Last edited 41 hours ago by jonsurrell (previous) (diff)

#10 in reply to: ↑ 9 @jonsurrell
41 hours ago

Replying to SirLouen:

I wondered why CDATA wrapper couldn't be dealt as it was being in parse_markup_fragment for a cleaner markup?

Are you asking about the behavior of assertEqualHTML in general or specifically for the script tests that were modified in [60295]?

Speaking generally, the goal with assertEqualHTML is to compare HTML inputs and present differences in a way that's easy for humans to parse. It should what the input actually mean when processed (like a browser would). To that end, it's important that it faithfully represent the inputs so it can be trusted in tests.

Specifically for the modified tests, this is stylistic to some extent, but even here I believe there's value in faithfully representing the expectations. Before, the input was parsed as XML and some string replacement was used to remove the CDATA comments before comparing. On its own, this isn't likely harmful but it does hide some of what's actually happening. This ties in nicely with #59883 and non-HTML5 support.

Last edited 41 hours ago by jonsurrell (previous) (diff)

This ticket was mentioned in PR #9273 on WordPress/wordpress-develop by @jonsurrell.


39 hours ago
#11

assertEqualHTML catches Exceptions and attempts to re-parse the HTML with the Dom\HtmlDocument class.

That does not always work correctly because the tree builder function throws Errors, for example:

https://github.com/WordPress/wordpress-develop/blob/b4418472120158fd9a802c7343f7dbffa31c9862/tests/phpunit/includes/build-visual-html-tree.php#L54

These do not appear to be caught where the assertion catches Exceptions:

https://github.com/WordPress/wordpress-develop/blob/b4418472120158fd9a802c7343f7dbffa31c9862/tests/phpunit/includes/abstract-testcase.php#L1219-L1221

Trac ticket: https://core.trac.wordpress.org/ticket/63527
Follow-up to [60295]

#12 @jonsurrell
39 hours ago

  • Resolution fixed deleted
  • Status changed from closed to reopened

I'm reopening this for PR 9273 that ensures the Dom\HtmlDocument fallback is triggered in case there are issues building the original tree representation.

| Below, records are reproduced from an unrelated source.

PR #892, opened 2024-10-17
Import ydb/library/yql/public/result_format from Arcadia

Tony-Romanov:
For get rid of SKIFF in favor of yson in YQL-YT interop.

### DIFF
--- a/yt/yql/agent/ya.make
+++ b/yt/yql/agent/ya.make
@@ -45,6 +45,8 @@ PEERDIR(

@dmsnell commented on PR #9273:


38 hours ago
#13

Did you consider relaxing the check in assertEqualHTML() to catch Throwable or both kinds of errors/exceptions? I’m constantly confused in PHP and Python which failures inherit from which, which is the base, etc…

For what it’s worth, I can see some distinction to be made, specifically for incomplete support, because I had test failures when working on the wp_rel_ugc() refactor where I had mistakenly autocompleted WP_HTML_Processor instead of WP_HTML_Tag_Processor. The notice “Could not create a parser” led me right to the problem.

Note: See TracTickets for help on using tickets.